- Born: Jessica Lyn Keen September 24, 1975 Columbus, Ohio, US
- Died: March 16, 1991 (aged 15) West Jefferson, Ohio, US

= Murder of Jessica Keen =

American murder victim (1975–1991)

Jessica Lyn Keen (September 24, 1975 – March 16, 1991) was an American murder victim, killed in Foster Chapel Cemetery in West Jefferson, Ohio. Her case was profiled on the television programs Unsolved Mysteries, On the Case with Paula Zahn and Dead Silent on Investigation Discovery.

==Early life==

Jessica Lyn Keen, a 15-year-old girl from Columbus, Ohio, was an honor student and cheerleader. However, she quit cheerleading and her grades dropped after meeting and falling in love with 18-year-old Shawn Thompson, a boy at her school. Her parents objected to her seeing the young man, but did not know what to do.

On March 4, 1991, they sought help at a free counselling centre in Columbus and subsequently checked Jessica into Huckleberry House, a facility for troubled teens which offered temporary residence for two weeks along with individual and family counselling sessions. She went missing on 15 March 1991 after saying she was going shopping.

== Body discovered ==

After being missing for two days, Keen was found dead in the early morning hours of March 17 at the back of Foster Chapel Cemetery, 20 miles from the teen facility. She had been raped and badly beaten. She was still wearing her ring and watch, but a gold pendant with the word "Taken" that her boyfriend gave her was nowhere to be found.

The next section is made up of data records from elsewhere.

PR #15459, opened 2022-03-02
add virtual resource

### LINKED ISSUE #14851: Add ability to rename asset module for code generation (Loader API, image conversion issues)
## Feature request

Edit: The goal is to implement new API to be able to rename the output file e.g. in an image optimization loader, which can convert the source image to different format and return that as its result (need to change [ext]). Current solutions for this situation are based on the [deprecated](https://webpack.js.org/api/loaders/#this_module) `this._module` and overwriting `this.resourcePath` , `this._module.matchResource`. See [the idea of the new "resourceURL"](https://github.com/webpack/webpack/issues/14851#issuecomment-986040540) below, which could be used for code generation, if it was provided by module (i.e. loader sets it).

~~Be able to define custom placeholders when developing loaders. Consider these custom placeholders `[width]` and `[newext]` in an image loader plugin which can convert and resize:~~
```js
{
  test: /\.(jpe?g|png|webp|avif|tiff)$/i,
  type: 'asset',
  generator: {
    filename: '[name]-[width]-[hash].[newext]'
  },
  use: [
    {
      loader: path.resolve(__dirname, 'MyImageLoader.js'),
      options: {}
    }
  ]
}
```

Think of a custom image loader which can resize and convert images e.g. from CSS urls like `some.jpg?format=webp&width=800`. Now I can only change the output file extension in my Webpack config like this:

```js
  generator: {
    filename: (pathData) => {
      // get query params for the current file (e.g. ?format=webp)
      const info = pathData.module.resourceResolveData;
      const params = new URLSearchParams(info.query);

      // determine the new output file extension
      const format = params.get('format') || path.extname(info.path).split('.').pop();

      // default filename
      let fileName = '[name].[contenthash:8][ext]';

      // change the extension to the converted format
      format && (fileName = fileName.replace("[ext]", `.${format}`));

      return fileName;
    }
  },
```

Of course this should be done by the loader itself, but it can't because `this._module` [is deprecated](https://webpack.js.org/api/loaders/#this_module) and this would be an ugly hack.

Maybe it's my lack of knowledge but currently I can't find an elegant way to let the converted image file emitted with the new extension and at the same time properly rewrite the url in CSS to the converted output. AFAIK **`[ext]`** cannot be overwritten, that's why I started thinking on custom placeholders, because in my case my own `[newext]` placeholder could solve this problem nicely. 

With `loaderContext.emitFile`  I was able to emit the converted file with proper extension, but I was no able to change the url in CSS with `this.callback(null, 'newfilename')`. When I avoid `emitFile` and return the buffer with the converted file in the async callback then the url in CSS is OK, but the extension remains the old one.

Maybe some new function to `loaderContext` / `this` like `setCustomPlaceholder(name, value)`, but it's just a sudden idea.

Unfortunately I'm not at that level...

vankop:
closes #14851 

yes

not sure..

nothing


alexander-akait (commented):
Looks good, will be great to add ability passing assets info too, but we can do it in another PR

alexander-akait:
Close in favor of https://github.com/webpack/webpack/pull/18714

PR #15460, opened 2022-03-02
validate compiler options in multicompiler mode

### LINKED ISSUE #14843: add hint/warning for the same cacheLocation in multi compiler mode
## Feature request

Right now in multi compiler mode `cache.cacheLocation` for each config is the same. Will be great to force user to name cache differently per config.

correct caching for each compiler

fix persistance caching in multi compiler mode

I think warning on multi complier basis will be ok.

yes

vankop:
feature
closes #14843 

yes

no

nothing


vankop:
@alexander-akait what do you think about this PR? should we somehow define unique name in this case?

alexander-akait:
@vankop I think validation of the `uniqueName` make sense too, because using the same can be problems too, for better dx let's generate a new unique name (just add a number from 0) and output a warning

vankop:
@alexander-akait fixed. As I understand cache does not work correctly with same `name`, so `name` always should be unique

test/configCases/cache-filesystem/multicompiler-mode-cache-warning/warnings.js
```diff
@@ -0,0 +1,4 @@
+module.exports = [
+	/Please set unique "cache\.name" option/,
+	/Compiler with name "3rd compiler" doesn't use unique cache name/
```
alexander-akait, line 3: I am afraid it can be spammy, I saw a lot of `type: "filesystem"` without cache name and multi compiler mode, maybe better output a warning when we have explicit identical names?

vankop: ok, lets do this way

vankop: done

vankop:
fixed @alexander-akait

lib/config/defaults.js
```diff
@@ -146,7 +149,50 @@ const applyWebpackOptionsBaseDefaults = options => {
...
 /**
- * @param {WebpackOptions} options options to be modified
+ * @returns {(cache: CacheOptions, i: number) => CacheOptions} cache options
+ */
+const applyDefaultCacheNamesForMultiCompiler = () => {
+	/** @type {Set<string>} */
+	const cacheNames = new Set();
+	return (cache, i) => {
+		if (!cache) return cache;
+		if (cache === true) return true;
```
alexander-akait, line 159: Let's add a test where we have two `true` values and so don't have any problems

alexander-akait:
@vankop I made some inprovement of your idea
- avoid extra loops (better perf), we already apply webpack default options, so for multi compiler mode we can just pass index of compiler and make default name using this index
- by default we use `name` and `mode` for cache names, so let's respect if for multi compiler mode (i.e. when both configuration doesn't have name, we we use `name + mode + compiler_index`)
- now we output the warning if you have `name: "default"` for both both compilers (test cases added)
- if you have node API for webpack you don't need to apply new default, we will do it under the hood (better DX)

alexander-akait:
Also always output warnings when you explicitly set the same cache names

alexander-akait (approved):
Feel free to merge and merge if it is ok

alexander-akait:
We need fix our tests and do not run cache test for basic test, I will tr to fix it tomorrow or you can do it, thank you

alexander-akait (approved):

PR #15470, opened 2022-03-04
feat: add readonly cache mode

### LINKED ISSUE #13581: Add readonly mode for filesystem cache

vankop:
closes #13581 

yes

no

`cache.readonly` Enable/disable readonly mode  for `cache.type === "filesystem"` and `cache.store === "pack"`


alexander-akait:
@vankop Sorry for ping again, let's rebase I think it is fine to merge, thank you

alexander-akait (approved):

TheLarkInn (approved):

PR #15481, opened 2022-03-07
add base uri runtime module if chunkLoading=false

vankop:
bugfix

not yet

no

nothing


lib/RuntimePlugin.js
```diff
@@ -413,6 +414,15 @@ class RuntimePlugin {
 					);
 					return true;
 				});
+			compilation.hooks.runtimeRequirementInTree
+				.for(RuntimeGlobals.baseURI)
+				.tap("RuntimePlugin", chunk => {
+					const { chunkLoading } = chunk.getEntryOptions();
+					if (chunkLoading === false) {
```
sokra, line 421: This needs a similar logic as https://github.com/webpack/webpack/blob/770dea1fb46c7c5e04016dbab1f0854037b00d81/lib/esm/ModuleChunkLoadingPlugin.js#L24-L32

to handle the global `output.chunkLoading: false` too.

sokra (changes requested):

Her boyfriend Shawn was the prime suspect, but DNA tests proved he was not responsible. Police theorized that she had escaped her abductors and ran to the cemetery. Evidence in the cemetery shows she tried to hide behind grave stones, a pair of her socks was found, and a knee imprint in the mud behind a grave stone was found near the socks. She was killed near a fence in the cemetery, presumably by her abductors, who had followed her.

Her family has since placed a cross with her name on it where her body was discovered near the fence in the cemetery.

==Arrest==
On 28 March 2008 police arrested 51 year old Marvin Lee Smith Jr., after DNA evidence found at the crime scene was resubmitted. Smith was charged with unlawful sexual conduct on Keen, a felony, and was extradited to Ohio to face charges.

In 2009, Smith pleaded guilty to first degree murder in a Madison County courtroom, confirming he had raped and murdered Keen. Smith admitted he abducted Keen from a bus stop near the counselling centre she was staying at on 15 March 1991. Evidence showed Keen had escaped his car and run into Foster Chapel Cemetery, where she collided with a fence post and fell. Smith beat Keen to death with a tombstone. He then discarded it over a nearby fence.

In exchange for his admission of guilt, Smith avoided a death penalty trial that was set for March 2009. He pleaded guilty to one charge of aggravated murder, with specifications of rape and kidnapping, and was sentenced to 30 years to life in prison.